→ Excerpted data
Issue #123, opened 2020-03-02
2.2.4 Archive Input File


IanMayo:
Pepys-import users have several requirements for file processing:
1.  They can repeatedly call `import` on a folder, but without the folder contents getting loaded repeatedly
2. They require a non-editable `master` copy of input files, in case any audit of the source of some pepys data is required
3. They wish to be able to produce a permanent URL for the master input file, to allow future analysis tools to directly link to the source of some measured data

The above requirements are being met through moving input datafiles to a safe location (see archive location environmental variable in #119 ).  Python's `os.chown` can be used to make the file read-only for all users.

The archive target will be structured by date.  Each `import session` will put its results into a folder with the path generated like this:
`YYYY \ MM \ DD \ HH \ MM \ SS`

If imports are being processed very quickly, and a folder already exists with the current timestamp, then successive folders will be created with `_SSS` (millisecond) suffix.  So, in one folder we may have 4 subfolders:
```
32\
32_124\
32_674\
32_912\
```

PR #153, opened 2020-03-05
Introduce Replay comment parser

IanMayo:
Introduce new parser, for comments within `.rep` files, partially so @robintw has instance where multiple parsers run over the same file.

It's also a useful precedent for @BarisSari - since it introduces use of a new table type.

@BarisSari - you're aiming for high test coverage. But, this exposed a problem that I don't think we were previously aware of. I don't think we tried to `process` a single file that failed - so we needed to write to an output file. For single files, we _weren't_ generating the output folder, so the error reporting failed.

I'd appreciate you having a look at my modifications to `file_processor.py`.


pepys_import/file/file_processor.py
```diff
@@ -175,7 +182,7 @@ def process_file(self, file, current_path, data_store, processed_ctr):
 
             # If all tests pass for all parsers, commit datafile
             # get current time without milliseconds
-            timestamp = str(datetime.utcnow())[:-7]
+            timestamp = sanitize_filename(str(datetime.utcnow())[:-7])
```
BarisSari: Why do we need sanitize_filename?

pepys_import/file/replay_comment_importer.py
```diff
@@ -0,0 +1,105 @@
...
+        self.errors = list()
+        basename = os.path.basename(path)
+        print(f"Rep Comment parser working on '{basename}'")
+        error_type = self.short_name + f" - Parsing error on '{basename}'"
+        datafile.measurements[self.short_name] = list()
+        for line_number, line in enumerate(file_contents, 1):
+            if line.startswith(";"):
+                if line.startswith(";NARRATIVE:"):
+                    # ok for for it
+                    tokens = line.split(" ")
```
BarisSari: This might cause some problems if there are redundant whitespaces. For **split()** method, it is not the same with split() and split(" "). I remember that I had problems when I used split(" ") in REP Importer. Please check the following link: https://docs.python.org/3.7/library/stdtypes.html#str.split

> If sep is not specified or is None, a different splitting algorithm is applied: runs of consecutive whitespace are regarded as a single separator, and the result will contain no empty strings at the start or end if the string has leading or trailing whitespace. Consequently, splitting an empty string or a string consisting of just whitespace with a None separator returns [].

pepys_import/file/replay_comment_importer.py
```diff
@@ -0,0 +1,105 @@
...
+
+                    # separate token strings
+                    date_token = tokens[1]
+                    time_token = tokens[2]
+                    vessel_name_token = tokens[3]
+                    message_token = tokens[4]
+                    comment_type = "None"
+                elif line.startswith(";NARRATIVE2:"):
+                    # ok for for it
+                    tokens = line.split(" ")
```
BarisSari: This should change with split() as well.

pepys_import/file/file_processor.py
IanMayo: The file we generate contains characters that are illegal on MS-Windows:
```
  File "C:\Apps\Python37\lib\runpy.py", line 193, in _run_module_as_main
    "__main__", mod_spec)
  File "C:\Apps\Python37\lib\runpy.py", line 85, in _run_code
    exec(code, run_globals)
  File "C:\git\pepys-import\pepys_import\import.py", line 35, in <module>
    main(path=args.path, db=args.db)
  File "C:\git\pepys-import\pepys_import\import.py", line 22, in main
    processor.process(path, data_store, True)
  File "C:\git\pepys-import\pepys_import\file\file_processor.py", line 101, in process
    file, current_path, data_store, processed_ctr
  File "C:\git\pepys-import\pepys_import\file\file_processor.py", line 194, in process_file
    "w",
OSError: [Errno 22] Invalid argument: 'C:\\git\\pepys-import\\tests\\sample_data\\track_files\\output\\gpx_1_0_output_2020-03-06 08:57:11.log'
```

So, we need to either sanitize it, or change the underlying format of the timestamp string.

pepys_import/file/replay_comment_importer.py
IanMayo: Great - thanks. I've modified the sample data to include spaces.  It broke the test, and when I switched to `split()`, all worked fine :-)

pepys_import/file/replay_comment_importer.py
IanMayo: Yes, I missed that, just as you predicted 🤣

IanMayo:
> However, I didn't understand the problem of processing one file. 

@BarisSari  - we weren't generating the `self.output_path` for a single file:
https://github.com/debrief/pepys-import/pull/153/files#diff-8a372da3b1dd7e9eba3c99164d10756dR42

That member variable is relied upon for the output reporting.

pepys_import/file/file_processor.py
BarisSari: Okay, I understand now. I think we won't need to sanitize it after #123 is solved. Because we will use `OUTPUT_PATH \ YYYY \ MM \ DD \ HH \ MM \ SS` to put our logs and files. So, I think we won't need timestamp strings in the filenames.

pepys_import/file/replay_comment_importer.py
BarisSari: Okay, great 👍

→ Task to complete
Please return all of the entries exactly as they were given.

→ Task result
Issue #123, opened 2020-03-02
2.2.4 Archive Input File


IanMayo:
Pepys-import users have several requirements for file processing:
1.  They can repeatedly call `import` on a folder, but without the folder contents getting loaded repeatedly
2. They require a non-editable `master` copy of input files, in case any audit of the source of some pepys data is required
3. They wish to be able to produce a permanent URL for the master input file, to allow future analysis tools to directly link to the source of some measured data

The above requirements are being met through moving input datafiles to a safe location (see archive location environmental variable in #119 ).  Python's `os.chown` can be used to make the file read-only for all users.

The archive target will be structured by date.  Each `import session` will put its results into a folder with the path generated like this:
`YYYY \ MM \ DD \ HH \ MM \ SS`

If imports are being processed very quickly, and a folder already exists with the current timestamp, then successive folders will be created with `_SSS` (millisecond) suffix.  So, in one folder we may have 4 subfolders:
```
32\
32_124\
32_674\
32_912\
```

PR #153, opened 2020-03-05
Introduce Replay comment parser

IanMayo:
Introduce new parser, for comments within `.rep` files, partially so @robintw has instance where multiple parsers run over the same file.

It's also a useful precedent for @BarisSari - since it introduces use of a new table type.

@BarisSari - you're aiming for high test coverage. But, this exposed a problem that I don't think we were previously aware of. I don't think we tried to `process` a single file that failed - so we needed to write to an output file. For single files, we _weren't_ generating the output folder, so the error reporting failed.

I'd appreciate you having a look at my modifications to `file_processor.py`.


pepys_import/file/file_processor.py
```diff
@@ -175,7 +182,7 @@ def process_file(self, file, current_path, data_store, processed_ctr):
 
             # If all tests pass for all parsers, commit datafile
             # get current time without milliseconds
-            timestamp = str(datetime.utcnow())[:-7]
+            timestamp = sanitize_filename(str(datetime.utcnow())[:-7])
```
BarisSari: Why do we need sanitize_filename?

pepys_import/file/replay_comment_importer.py
```diff
@@ -0,0 +1,105 @@
...
+        self.errors = list()
+        basename = os.path.basename(path)
+        print(f"Rep Comment parser working on '{basename}'")
+        error_type = self.short_name + f" - Parsing error on '{basename}'"
+        datafile.measurements[self.short_name] = list()
+        for line_number, line in enumerate(file_contents, 1):
+            if line.startswith(";"):
+                if line.startswith(";NARRATIVE:"):
+                    # ok for for it
+                    tokens = line.split(" ")
```
BarisSari: This might cause some problems if there are redundant whitespaces. For **split()** method, it is not the same with split() and split(" "). I remember that I had problems when I used split(" ") in REP Importer. Please check the following link: https://docs.python.org/3.7/library/stdtypes.html#str.split

> If sep is not specified or is None, a different splitting algorithm is applied: runs of consecutive whitespace are regarded as a single separator, and the result will contain no empty strings at the start or end if the string has leading or trailing whitespace. Consequently, splitting an empty string or a string consisting of just whitespace with a None separator returns [].

pepys_import/file/replay_comment_importer.py
```diff
@@ -0,0 +1,105 @@
...
+
+                    # separate token strings
+                    date_token = tokens[1]
+                    time_token = tokens[2]
+                    vessel_name_token = tokens[3]
+                    message_token = tokens[4]
+                    comment_type = "None"
+                elif line.startswith(";NARRATIVE2:"):
+                    # ok for for it
+                    tokens = line.split(" ")
```
BarisSari: This should change with split() as well.

pepys_import/file/file_processor.py
IanMayo: The file we generate contains characters that are illegal on MS-Windows:
```
  File "C:\Apps\Python37\lib\runpy.py", line 193, in _run_module_as_main
    "__main__", mod_spec)
  File "C:\Apps\Python37\lib\runpy.py", line 85, in _run_code
    exec(code, run_globals)
  File "C:\git\pepys-import\pepys_import\import.py", line 35, in <module>
    main(path=args.path, db=args.db)
  File "C:\git\pepys-import\pepys_import\import.py", line 22, in main
    processor.process(path, data_store, True)
  File "C:\git\pepys-import\pepys_import\file\file_processor.py", line 101, in process
    file, current_path, data_store, processed_ctr
  File "C:\git\pepys-import\pepys_import\file\file_processor.py", line 194, in process_file
    "w",
OSError: [Errno 22] Invalid argument: 'C:\\git\\pepys-import\\tests\\sample_data\\track_files\\output\\gpx_1_0_output_2020-03-06 08:57:11.log'
```

So, we need to either sanitize it, or change the underlying format of the timestamp string.

pepys_import/file/replay_comment_importer.py
IanMayo: Great - thanks. I've modified the sample data to include spaces.  It broke the test, and when I switched to `split()`, all worked fine :-)

pepys_import/file/replay_comment_importer.py
IanMayo: Yes, I missed that, just as you predicted 🤣

IanMayo:
> However, I didn't understand the problem of processing one file. 

@BarisSari  - we weren't generating the `self.output_path` for a single file:
https://github.com/debrief/pepys-import/pull/153/files#diff-8a372da3b1dd7e9eba3c99164d10756dR42

That member variable is relied upon for the output reporting.

pepys_import/file/file_processor.py
BarisSari: Okay, I understand now. I think we won't need to sanitize it after #123 is solved. Because we will use `OUTPUT_PATH \ YYYY \ MM \ DD \ HH \ MM \ SS` to put our logs and files. So, I think we won't need timestamp strings in the filenames.

pepys_import/file/replay_comment_importer.py
BarisSari: Okay, great 👍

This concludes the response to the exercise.